# Why do polar aprotic solvents favour SN2 over E2?

I was reading about Substitution and Elimination Reactions and I came across the following on MasterOrganicChemistry:

Polar protic solvents tend to favor elimination (E2) over substitution (SN2). Polar aprotic solvents tend to favor substitution (SN2) relative to elimination (E2).

I understand the first part. But I have trouble understanding the part with the polar aprotic solvents.

Consider the following example (from the same website):

Why is E2 not favoured? I can understand why polar aprotic solvents favour SN2:

A polar aprotic solvent like acetone or dimethylformamide preferentially solvates cations, leaving an almost "bare" nucleophile. This increases its nucleophilicity

But I could find no explanation as to why E2 does not happen because of the solvent. What keeps the nucleophile (cyanide anion here) from abstracting a beta hydrogen?

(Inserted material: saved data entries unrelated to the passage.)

PR #87, opened 2020-06-23
Prevent name conflicts between imported modules

### LINKED ISSUE #20: Name conflict between imported modules
### Description

The compiler usually renames identifiers during the translation to Coq. When the same identifier is used in two different modules, they are not renamed. Importing both modules can lead to a name conflict in Coq.

### Steps to Reproduce

1. Consider two Haskell modules

    ```haskell
    module A where
    data Foo = Bar

    module B where
    data Bar = Foo
    ```

   and compile them using the following command.

    ```bash
    freec -o generated A.hs B.hs 
    ```

    The identifiers `Foo` and `Bar` are not renamed by `freec` because there are no name conflicts when the individual modules are defined in Coq.

2. Now consider the following Haskell module that imports the two other modules.

    ```haskell
    module C where

    import A
    import B

    mkFoo :: Foo
    mkFoo = Bar

    mkBar :: Bar
    mkBar = Foo
    ```

    In Haskell there are no name conflicts because the namespaces for types and values are separated.

3. Compile the importing module as follows.

     ```bash
     freec -o generated C.hs 
     ```

#### Expected behavior

There should be no name conflicts in the generated Coq code for `C.hs`.

#### Actual behavior

The following Coq code is generated for `mkFoo`.

```coq
Definition mkFoo (Shape : Type) (Pos : Shape -> Type)
   : Free Shape Pos (Foo Shape Pos) :=
  Bar Shape Pos.
```

In Coq there is no distinction between the namespaces of values and types. Thus, the identifiers `Foo` and `Bar` are ambigious. Since `B` is imported after `A`, `Foo` and `Bar` refer to `B.Foo` and `B.Bar` respectively. However, in Haskell they refer to `A.Foo` and `A.Bar`.

### Versions

 - `freec --version`: `The Free Compiler, version 0.1.0.0 (v0.1.0.0-549-g8665b41, ghc 8.6, linux, x86_64)`
 - `ghc --version`: `8.6.5`
 - `cabal --version`: `2.4.1.0`
 - `coqc --version`: `8.11.0`
 - OS: Ubuntu 19.10

### Tasks

In order to fix this bug and avoid similar bugs in the future, all identifiers should be explicitly qualified in Coq.

 - [x] Try to find more examples where name conflicts can occur in Coq due to imports.
 - [ ] Add (failing) test cases for the examples.
 - [x] Adapt the translation of `import` declarations such that external identifiers must be qualified in Coq.
 - [ ] Qualify Coq identifiers of [environment entries](https://freeproving.github.io/free-compiler/docs/master/FreeC-Environment-Entry.html) when the [module interface](https://freeproving.github.io/free-compiler/docs/master/FreeC-Environment-ModuleInterface.html) is imported or exported.

MajaRet:
### Issue

Closes #20 

### Description of the Change

As described in the issue, if there were two modules that used the same identifiers and then those two modules were imported by a third module, there was a conflict between names as imported identifiers were not renamed or qualified.

If this pull request is merged, any time a module is exported, the Coq identifier in the module interface will be qualified with the name of the module. 
This way, such name conflicts are avoided.
The change occurs in the compiler's `ExportPass`. 

Additionally, the translation of `Import` declarations was changed so that external names can no longer be referred to by their short names in Coq, but have to be qualified. This was done by changing the translation of an import declaration (except those importing from the `Base` library) from the `From Generated Require Export [Module]` sentence to `From Generated Require [Module]`. 

Names defined in the `Base` library do not have to be qualified.

### Verification Process
I tested the implementation by translating settings like the one described in #20, with different constellations of clashing names. 
I tested that chained imports were translated correctly.
I tested that the change worked in the presence of renaming (for example, by having a data type declaration `data Foo = Foo`).
I also tested that type synonyms could still be handled correctly by translating the example given in the documentation of the compiler's `Import Pass`:

```haskell
module A where 
data Foo = Foo

module B where 
import A
type Bar a = Foo -> a

module C where 
import B
baz :: Bar ()
baz x = ()
```
All examples produced compilable Coq programs.

Dedicated test cases should be added as soon as possible.

### Additional Notes

If this pull request is merged, all external identifiers are required to be qualified with their original module name in the generated Coq code.
As a consequence, Coq programs importing the generated modules (e.g. proofs of the generated code) must now use qualified names if they refer to modules imported into the generated module. 

E.g. `ListFunctorProofs` in `examples` imports the module `ListFunctor` and refers to `map` and `id` in its proofs, which are imported from the modules `Data.List` and `Data.Function` in `ListFunctor`. These references must now be qualified as `Data.List.map` and `Data.Function.id` in `ListFunctorProofs`.

### DIFF
--- a/src/lib/FreeC/Backend/Coq/Syntax.hs
+++ b/src/lib/FreeC/Backend/Coq/Syntax.hs
@@ -37,6 +37,7 @@ module FreeC.Backend.Coq.Syntax
     -- * Imports
   , requireImportFrom
   , requireExportFrom
+  , requireFrom
   )
 where
 
@@ -223,3 +224,8 @@ requireImportFrom library modules = ModuleSentence
 requireExportFrom :: ModuleIdent -> [ModuleIdent] -> Sentence
 requireExportFrom library modules = ModuleSentence
   (Require (Just library) (Just Export) (NonEmpty.fromList modules))
+
+-- | Creates a @From ... Require ...@ sentence.
+requireFrom :: ModuleIdent -> [ModuleIdent] -> Sentence
+requireFrom library modules = ModuleSentence
+  (Require (Just library) Nothing (NonEmpty.fromList modules))
--- a/src/lib/FreeC/Backend/Coq/Syntax.hs
+++ b/src/lib/FreeC/Backend/Coq/Syntax.hs
@@ -227,5 +227,5 @@ requireExportFrom library modules = ModuleSentence
 
 -- | Creates a @From ... Require ...@ sentence.
 requireFrom :: ModuleIdent -> [ModuleIdent] -> Sentence
-requireFrom library modules = ModuleSentence
-  (Require (Just library) Nothing (NonEmpty.fromList modules))
+requireFrom library modules =
+  ModuleSentence (Require (Just library) Nothing (NonEmpty.fromList modules))
--- a/src/lib/FreeC/Backend/Coq/Syntax.hs
+++ b/src/lib/FreeC/Backend/Coq/Syntax.hs
@@ -215,17 +215,17 @@ disj t1 t2 = app (Qualid (bare "op_\\/__")) [t1, t2]
 -- Imports                                                                   --
 -------------------------------------------------------------------------------
 
--- | Creates a @From ... Require Import ...@ sentence.
+-- | Creates a @From … Require Import …@ sentence.
 requireImportFrom :: ModuleIdent -> [ModuleIdent] -> Sentence
 requireImportFrom library modules = ModuleSentence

• E2 does happen but product formed is little compared to SN2 in polar aprotic solvent – Saurabh Singh May 7 at 17:36
• I have searched incessantly, but no avail. – William R. Ebenezer May 7 at 18:51

Competition between substitution and elimination is one of the many points of confusion for introductory organic students.
In general, they are taught that there are four factors that will determine the outcome of a reaction where there may be competition between substitution or elimination. They are:

• Type alkyl halide (methyl, $$1^o$$, $$2^o$$ or $$3^o$$)
• The strength/basicity of the nucleophile
• The solvent
• The temperature

I think that many students over-emphasize the impact of any one of these factors. It is more useful to look at the overall impact of the factors and evaluate the reaction as a whole.

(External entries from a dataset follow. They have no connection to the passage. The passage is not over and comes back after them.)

PR #75, opened 2016-03-01
Fixed crash in stats

keedon:
stats was trying to update a menu in protected memory.
It's now copied to writeable memory at start

Signed-off-by: Keith Poole <keith.poole@gmail.com>


rminnich:
LGTM, this is a reasonable way to get writeable strings that is not gcc-specific.

PR #78, opened 2016-03-03
riscv: it can now link. It has a main.

rminnich:
Note we don't need assembly since firmware starts a kernel with
paging set up already.


elbing:
Amazing. Well you're the master. I'll read some docs about riscv.
LGTM

PR #79, opened 2016-03-03
Add note about frame pointer.

rminnich:


sevki:
does this even need a +1? 
LGTM

PR #81, opened 2016-03-04
more riscv bits. We may have printing to a console soon.

rminnich:


elbing:
LGTM. And me without the f** native toolchain for amd64, argh :-(

elbing:
out of date. We removed unused variables thanks to Gerard...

Let's examine the case in question:

• Primary alkyl halide - generally favours substitution
• The nucleophile is $$\ce{^-CN}$$ which is a good nucleophile but a weak base.
• Polar aprotic solvent
• Low temp.

The big factor here is not the solvent. All of the factors point toward substitution, especially the alkyl halide and the nucleophile. Remember that elimination reactions are essentially acid-base in nature. If the nucleophile is not a strong base, elimination reactions are less likely.